PR #4207, opened 2017-12-06
[WIP] Use user passed as a prop consistently

srallen:
Staging branch URL: https://use-user-prop.pfe-preview.zooniverse.org/

Fixes a prop type warning and a bug found while reviewing another PR

I refactored a couple of project home components to consistently use the user prop instead of using a mix of the user passed as a prop and passed around in context. I also fixed a Gravity Spy related bug. I found that if you are on the Gravity Spy project home page and you sign out, that the workflow buttons were not only still available, but all the buttons were enabled. What should have happened is that the buttons should be hidden, so this regression may have been introduced during a coffeescript -> ES6 conversion or other refactoring at some point.

How to test:
Camera Catalog is an example of a project that does not use workflow promotion and allows users to choose their workflow. The buttons should be available regardless of the presence of a signed in user: https://use-user-prop.pfe-preview.zooniverse.org/projects/panthera-research/camera-catalogue?env=production 

Gravity Spy uses workflow promotion. When a user is signed in, the buttons should be visible and only the workflows the user has access to are enabled. When there isn't a user, the buttons should not be rendered: https://use-user-prop.pfe-preview.zooniverse.org/projects/zooniverse/gravity-spy?env=production

And any other projects that do not use workflow promotion and do not have the "Allow user choose workflow" setting set should not have the buttons visible.

# Required Manual Testing

# Review Checklist

- [ ] Does it work on mobile?

# Optional

### DIFF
....................
PROBLEM. Repeat the whole listing word for word.

RESPONSE TO THE TASK.
PR #4207, opened 2017-12-06
[WIP] Use user passed as a prop consistently

srallen:
Staging branch URL: https://use-user-prop.pfe-preview.zooniverse.org/

Fixes a prop type warning and a bug found while reviewing another PR

I refactored a couple of project home components to consistently use the user prop instead of using a mix of the user passed as a prop and passed around in context. I also fixed a Gravity Spy related bug. I found that if you are on the Gravity Spy project home page and you sign out, that the workflow buttons were not only still available, but all the buttons were enabled. What should have happened is that the buttons should be hidden, so this regression may have been introduced during a coffeescript -> ES6 conversion or other refactoring at some point.

How to test:
Camera Catalog is an example of a project that does not use workflow promotion and allows users to choose their workflow. The buttons should be available regardless of the presence of a signed in user: https://use-user-prop.pfe-preview.zooniverse.org/projects/panthera-research/camera-catalogue?env=production 

Gravity Spy uses workflow promotion. When a user is signed in, the buttons should be visible and only the workflows the user has access to are enabled. When there isn't a user, the buttons should not be rendered: https://use-user-prop.pfe-preview.zooniverse.org/projects/zooniverse/gravity-spy?env=production

And any other projects that do not use workflow promotion and do not have the "Allow user choose workflow" setting set should not have the buttons visible.

# Required Manual Testing

# Review Checklist

- [ ] Does it work on mobile?

# Optional

### DIFF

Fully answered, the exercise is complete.